Please return the lines, both ends included, that run from the one containing "markjose: This will" to the last line of the data below, exactly and alone.

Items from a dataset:

^^^^

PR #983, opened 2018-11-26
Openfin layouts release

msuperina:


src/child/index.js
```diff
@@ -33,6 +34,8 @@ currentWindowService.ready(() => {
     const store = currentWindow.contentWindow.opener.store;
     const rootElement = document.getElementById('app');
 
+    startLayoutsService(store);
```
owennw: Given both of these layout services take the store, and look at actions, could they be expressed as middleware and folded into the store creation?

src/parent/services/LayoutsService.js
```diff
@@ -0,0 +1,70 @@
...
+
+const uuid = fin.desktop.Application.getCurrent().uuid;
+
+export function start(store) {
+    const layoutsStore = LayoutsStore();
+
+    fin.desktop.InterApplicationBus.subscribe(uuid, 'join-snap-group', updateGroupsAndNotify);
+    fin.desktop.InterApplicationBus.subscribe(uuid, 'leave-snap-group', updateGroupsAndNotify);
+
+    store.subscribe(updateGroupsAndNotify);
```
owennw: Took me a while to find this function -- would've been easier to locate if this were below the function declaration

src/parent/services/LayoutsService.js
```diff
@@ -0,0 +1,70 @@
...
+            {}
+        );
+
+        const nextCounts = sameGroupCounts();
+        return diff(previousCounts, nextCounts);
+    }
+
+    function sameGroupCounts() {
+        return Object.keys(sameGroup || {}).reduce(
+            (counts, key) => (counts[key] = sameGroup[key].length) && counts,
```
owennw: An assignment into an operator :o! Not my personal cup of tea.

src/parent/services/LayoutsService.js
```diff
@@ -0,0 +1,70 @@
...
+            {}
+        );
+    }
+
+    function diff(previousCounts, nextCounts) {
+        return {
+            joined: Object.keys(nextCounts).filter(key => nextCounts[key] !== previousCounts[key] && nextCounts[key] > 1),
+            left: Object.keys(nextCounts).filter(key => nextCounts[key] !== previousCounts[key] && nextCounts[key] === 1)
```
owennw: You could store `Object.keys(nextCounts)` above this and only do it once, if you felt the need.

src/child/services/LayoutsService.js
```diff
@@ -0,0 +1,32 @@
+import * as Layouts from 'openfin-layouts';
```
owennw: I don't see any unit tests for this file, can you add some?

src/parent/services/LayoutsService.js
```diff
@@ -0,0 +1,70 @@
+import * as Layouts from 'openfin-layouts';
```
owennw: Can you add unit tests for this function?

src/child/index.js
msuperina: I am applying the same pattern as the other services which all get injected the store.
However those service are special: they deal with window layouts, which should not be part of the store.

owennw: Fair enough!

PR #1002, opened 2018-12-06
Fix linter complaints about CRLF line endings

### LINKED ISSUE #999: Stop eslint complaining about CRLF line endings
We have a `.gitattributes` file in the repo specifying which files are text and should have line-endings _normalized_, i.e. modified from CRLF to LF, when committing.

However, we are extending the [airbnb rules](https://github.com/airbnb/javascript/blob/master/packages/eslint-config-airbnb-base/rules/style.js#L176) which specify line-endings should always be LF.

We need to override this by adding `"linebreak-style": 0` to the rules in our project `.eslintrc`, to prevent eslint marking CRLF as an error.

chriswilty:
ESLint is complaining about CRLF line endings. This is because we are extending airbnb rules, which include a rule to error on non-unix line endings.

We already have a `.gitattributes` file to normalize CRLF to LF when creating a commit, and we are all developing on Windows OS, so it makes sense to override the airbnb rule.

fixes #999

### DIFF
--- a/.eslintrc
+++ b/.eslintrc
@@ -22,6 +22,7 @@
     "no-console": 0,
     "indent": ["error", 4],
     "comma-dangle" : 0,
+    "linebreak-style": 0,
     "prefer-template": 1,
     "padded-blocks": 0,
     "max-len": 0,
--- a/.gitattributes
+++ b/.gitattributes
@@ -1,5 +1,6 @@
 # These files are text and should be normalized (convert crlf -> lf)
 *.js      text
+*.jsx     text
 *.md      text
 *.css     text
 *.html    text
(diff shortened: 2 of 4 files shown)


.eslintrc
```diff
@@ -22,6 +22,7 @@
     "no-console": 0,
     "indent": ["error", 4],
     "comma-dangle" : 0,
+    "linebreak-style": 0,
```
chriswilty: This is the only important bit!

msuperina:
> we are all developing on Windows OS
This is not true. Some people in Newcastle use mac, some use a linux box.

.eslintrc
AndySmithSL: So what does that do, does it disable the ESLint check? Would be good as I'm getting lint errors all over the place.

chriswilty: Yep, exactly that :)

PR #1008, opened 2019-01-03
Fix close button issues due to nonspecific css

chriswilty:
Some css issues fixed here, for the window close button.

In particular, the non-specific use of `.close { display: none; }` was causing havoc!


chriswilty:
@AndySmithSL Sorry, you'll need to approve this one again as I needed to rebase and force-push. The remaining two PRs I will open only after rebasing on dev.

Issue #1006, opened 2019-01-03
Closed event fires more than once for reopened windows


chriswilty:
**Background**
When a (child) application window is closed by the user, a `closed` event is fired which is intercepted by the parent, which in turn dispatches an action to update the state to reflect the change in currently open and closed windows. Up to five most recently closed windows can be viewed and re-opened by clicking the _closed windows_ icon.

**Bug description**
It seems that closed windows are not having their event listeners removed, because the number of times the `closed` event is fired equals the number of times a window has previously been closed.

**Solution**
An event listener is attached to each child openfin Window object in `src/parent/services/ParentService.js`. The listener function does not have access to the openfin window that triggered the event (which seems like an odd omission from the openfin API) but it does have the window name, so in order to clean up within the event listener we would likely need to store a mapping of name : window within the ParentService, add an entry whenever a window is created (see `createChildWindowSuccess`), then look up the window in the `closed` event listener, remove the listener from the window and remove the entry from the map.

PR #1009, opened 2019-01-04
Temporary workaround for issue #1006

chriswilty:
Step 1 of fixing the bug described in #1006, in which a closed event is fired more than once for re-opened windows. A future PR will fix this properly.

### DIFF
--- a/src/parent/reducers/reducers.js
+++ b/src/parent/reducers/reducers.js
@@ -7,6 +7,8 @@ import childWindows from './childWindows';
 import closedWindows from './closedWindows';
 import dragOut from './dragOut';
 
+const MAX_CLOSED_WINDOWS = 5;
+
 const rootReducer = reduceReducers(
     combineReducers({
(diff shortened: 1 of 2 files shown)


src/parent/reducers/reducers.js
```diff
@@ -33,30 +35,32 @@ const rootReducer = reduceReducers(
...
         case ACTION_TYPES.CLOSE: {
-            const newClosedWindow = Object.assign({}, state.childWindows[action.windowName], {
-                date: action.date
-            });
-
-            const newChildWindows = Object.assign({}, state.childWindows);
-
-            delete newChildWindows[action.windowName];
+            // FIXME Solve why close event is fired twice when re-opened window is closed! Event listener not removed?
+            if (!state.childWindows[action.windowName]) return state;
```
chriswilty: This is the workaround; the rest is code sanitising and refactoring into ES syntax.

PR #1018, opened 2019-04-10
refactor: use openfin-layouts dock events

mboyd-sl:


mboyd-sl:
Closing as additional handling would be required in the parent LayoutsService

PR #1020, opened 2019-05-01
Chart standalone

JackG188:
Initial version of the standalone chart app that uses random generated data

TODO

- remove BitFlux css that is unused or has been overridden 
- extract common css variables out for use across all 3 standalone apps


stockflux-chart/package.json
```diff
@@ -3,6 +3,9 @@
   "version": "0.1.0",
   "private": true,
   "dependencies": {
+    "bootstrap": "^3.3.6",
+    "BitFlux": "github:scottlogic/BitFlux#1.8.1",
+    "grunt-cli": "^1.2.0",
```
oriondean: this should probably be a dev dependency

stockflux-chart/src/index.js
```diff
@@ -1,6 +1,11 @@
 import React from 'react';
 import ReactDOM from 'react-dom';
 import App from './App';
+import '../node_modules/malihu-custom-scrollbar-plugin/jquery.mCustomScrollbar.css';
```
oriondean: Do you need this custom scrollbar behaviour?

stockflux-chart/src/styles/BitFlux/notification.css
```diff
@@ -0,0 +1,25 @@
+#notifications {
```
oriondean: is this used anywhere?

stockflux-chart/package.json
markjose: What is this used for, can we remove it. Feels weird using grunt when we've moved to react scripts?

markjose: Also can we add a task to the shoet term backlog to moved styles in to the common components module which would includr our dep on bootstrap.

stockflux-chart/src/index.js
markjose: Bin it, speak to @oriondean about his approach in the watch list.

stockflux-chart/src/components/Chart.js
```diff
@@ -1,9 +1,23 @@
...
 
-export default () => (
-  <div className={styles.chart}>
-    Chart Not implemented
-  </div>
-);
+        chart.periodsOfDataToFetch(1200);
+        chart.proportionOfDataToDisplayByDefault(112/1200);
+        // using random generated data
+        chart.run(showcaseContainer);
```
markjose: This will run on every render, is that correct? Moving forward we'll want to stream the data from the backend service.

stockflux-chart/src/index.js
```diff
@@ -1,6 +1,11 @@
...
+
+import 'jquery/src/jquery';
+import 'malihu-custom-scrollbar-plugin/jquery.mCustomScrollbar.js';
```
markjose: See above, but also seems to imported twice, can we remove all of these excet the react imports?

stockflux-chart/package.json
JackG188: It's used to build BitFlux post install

^^^^

» **OUTPUT BELOW**:
markjose: This will run on every render, is that correct? Moving forward we'll want to stream the data from the backend service.

stockflux-chart/src/index.js
```diff
@@ -1,6 +1,11 @@
...
+
+import 'jquery/src/jquery';
+import 'malihu-custom-scrollbar-plugin/jquery.mCustomScrollbar.js';
```
markjose: See above, but also seems to imported twice, can we remove all of these excet the react imports?

stockflux-chart/package.json
JackG188: It's used to build BitFlux post install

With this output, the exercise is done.